*ABOUT THIS TASK*.
Show all lines from the records below in which the string "good" is present.

[RECORD EXTRACTS — start]

PR #2706, opened 2026-06-26
grpc-benchmark: Worker and server implementation

arjan-bal:
Contributes to: #2666

This PR adds the worker and the benchmarking server implementations. Both components use `tonic` and `prost` for now, as the gRPC server is still under development. The benchmarking client that uses gRPC will be added in a follow-up PR.


grpc-benchmark/src/main.rs
```diff
@@ -0,0 +1,91 @@
...
+    use std::time::Duration;
+
+    use grpc_benchmark::generated::services::grpc::testing::worker_service_server::WorkerServiceServer;
+    use grpc_benchmark::worker::WorkerServer;
+    use tokio::sync::mpsc;
+    use tokio::time;
+    use tonic::transport::Server;
+
+    pub async fn run_worker(worker_port: u16) -> Result<(), Box<dyn std::error::Error>> {
+        let addr = format!("0.0.0.0:{}", worker_port).parse().unwrap();
```
ejona86: Can we specify the type here, since it isn't clear?

grpc-benchmark/src/server.rs
```diff
@@ -0,0 +1,240 @@
...
+            })?,
+            shutdown_notify,
+            port,
+        })
+    }
+
+    pub(crate) fn get_stats(&mut self, reset: bool) -> Result<ServerStats, Status> {
+        let now = Instant::now();
+        let wall_time_elapsed = now.duration_since(self.last_reset_time);
+        let latest_rusage = getrusage(UsageWho::RUSAGE_SELF).map_err(|err| {
```
ejona86: grpc-java just leaves [time_user as zero for other platforms](https://github.com/grpc/grpc-java/blob/71a10dc9c7db97d95567fe9d6655f41096b914bb/benchmarks/src/main/java/io/grpc/benchmarks/driver/LoadServer.java#L183).

Can we just define a non-linux function that returns the usage as 0, instead of making everything conditional, including the generated code?

ejona86 (commented):
Didn't get all the way through; sending what I have.

grpc-benchmark/src/main.rs
arjan-bal: This is a `std::net::SocketAddr`. I changed the code to use an infallible constructor instead of relying on string parsing.

grpc-benchmark/src/server.rs
arjan-bal: I've added an `rusage` module that has platform specific code to return empty resource usage on non-unix platforms.

grpc-benchmark/src/worker.rs
```diff
@@ -0,0 +1,155 @@
...
+
+                let argtype = request.argtype
+                    .ok_or_else(|| Status::invalid_argument("missing request.argtype"))?;
+
+                match argtype {
+                    Argtype::Setup(server_config) => {
+                        println!("Server creation requested.");
+
+                        if benchmark_server.take().is_some() {
+                            eprintln!("Server setup received when server already exists, shutting down the existing server");
```
ejona86: Does replacing the server actually work? I'd expect start() to fail because the port is already in use. I think we need to set `benchmark_server = None` here. And that might still be racy.

grpc-benchmark/src/server.rs
```diff
@@ -0,0 +1,241 @@
...
+    port: u16,
+}
+
+impl BenchmarkServer {
+    pub(crate) fn start(config: ServerConfig) -> Result<Self, Status> {
+        println!("Starting benchmark server with config: {:?}", config);
+
+        let mut server_builder = Server::builder();
+        // Parse security config.
+        if let Some(securit_params) = config.security_params {
```
ejona86: s/securit/security/

ejona86 (approved):

grpc-benchmark/src/main.rs
```diff
@@ -0,0 +1,85 @@
...
+    let (tx, mut rx) = mpsc::channel(1);
+
+    let svc = WorkerServiceServer::new(WorkerServer::new(tx));
+
+    Server::builder()
+        .add_service(svc)
+        .serve_with_shutdown(addr, async {
+            rx.recv().await;
+            // Wait for the quit_worker response to be sent.
+            time::sleep(Duration::from_secs(1)).await;
```
dfawley: Why do we sleep 1 second here?  Will the client fail if the server hard shuts down before the call competes successfully or something?

grpc-benchmark/src/main.rs
```diff
@@ -0,0 +1,85 @@
...
+
+use grpc_benchmark::generated::services::grpc::testing::worker_service_server::WorkerServiceServer;
+use grpc_benchmark::worker::WorkerServer;
+use tokio::sync::mpsc;
+use tokio::time;
+use tonic::transport::Server;
+
+pub async fn run_worker(worker_port: u16) -> Result<(), Box<dyn std::error::Error>> {
+    let addr = SocketAddr::new(IpAddr::V4(Ipv4Addr::UNSPECIFIED), worker_port);
+    let (tx, mut rx) = mpsc::channel(1);
```
dfawley: Nit: `quit_tx, mut quit_rx`?

grpc-benchmark/src/rusage.rs
```diff
@@ -0,0 +1,62 @@
...
+    user_time_ns: i64,
+    system_time_ns: i64,
+}
+
+impl Rusage {
+    #[cfg(unix)]
+    pub(crate) fn now() -> Result<Self, String> {
+        use nix::sys::resource::UsageWho;
+        use nix::sys::resource::getrusage;
+        use nix::sys::time::TimeValLike;
```
dfawley, line 36: What's the philosophy for this?  When do we `use` at a local scope like this vs. at the file level?  It would probably be good to have some kind of guideline if it's not a hard rule like "always `use` at the file level".

grpc-benchmark/src/worker.rs
dfawley: I think if you abort the task in drop, instead of using the `Notify`, then it _should_ be fine, but there might still be stuff going on at the OS level that prevents it from being reused immediately.  I would expect that should be up to the driver to not do that, though, right?

grpc-benchmark/src/main.rs
arjan-bal: Renamed and used `Notify` instead of an mpsc channel.

grpc-benchmark/src/main.rs
arjan-bal: The 1-second wait is unnecessary because the server performs a graceful shutdown when the future resolves. This workaround was originally copied from [the Go implementation](https://github.com/grpc/grpc-go/blob/1a80fca960d39ae4d7d6f2d9323ca2d243fd44bb/benchmark/worker/main.go#L221-L227), which appears to have been written before Go supported graceful shutdown.

I have removed the sleep.

grpc-benchmark/src/server.rs
arjan-bal: Fixed.

grpc-benchmark/src/worker.rs
arjan-bal: Requesting server creation when a server is already running should be treated as a bad request. The previous logic was adapted from the [Go implementation](https://github.com/grpc/grpc-go/blob/1a80fca960d39ae4d7d6f2d9323ca2d243fd44bb/benchmark/worker/main.go#L105-L111), which restarts the server using a non-graceful shutdown. However, [Java's behavior](https://github.com/grpc/grpc-java/blob/c8079eed98cc0c66673b75694b511b8e89844bef/benchmarks/src/main/java/io/grpc/benchmarks/driver/LoadWorker.java#L154-L159) is to fail the stream with an ALREADY_EXISTS status.

Explicitly failing the request is a cleaner approach than attempting to recover from an invalid state transition, so I have updated our implementation to match Java's behavior.

grpc-benchmark/src/rusage.rs
arjan-bal: Placing the imports inside the function body keeps them scoped, as this function is conditionally compiled only for Unix platforms.

A few alternatives include:
* Guarding imports at the file level with individual `#[cfg(unix)]` attributes.
* Using fully qualified paths directly in the code to bypass imports.
* Moving the conditional code into a dedicated module and keeping the imports at the module level.

Inline imports felt like the cleanest approach for a single function, but let me know if you prefer one of the other styles.

dfawley: I think the argument of being inside a function that's conditionally compiled (and the deps also want to be conditional) is probably good enough.  In general I guess we want most symbols to be imported/defined at a global scope, and just leave it to the judgement of the author whether to define helper types either globally or inside of smaller scopes?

[RECORD EXTRACTS — finish]

*EXERCISE RESPONSE*.
dfawley, line 36: What's the philosophy for this?  When do we `use` at a local scope like this vs. at the file level?  It would probably be good to have some kind of guideline if it's not a hard rule like "always `use` at the file level".
dfawley: I think the argument of being inside a function that's conditionally compiled (and the deps also want to be conditional) is probably good enough.  In general I guess we want most symbols to be imported/defined at a global scope, and just leave it to the judgement of the author whether to define helper types either globally or inside of smaller scopes?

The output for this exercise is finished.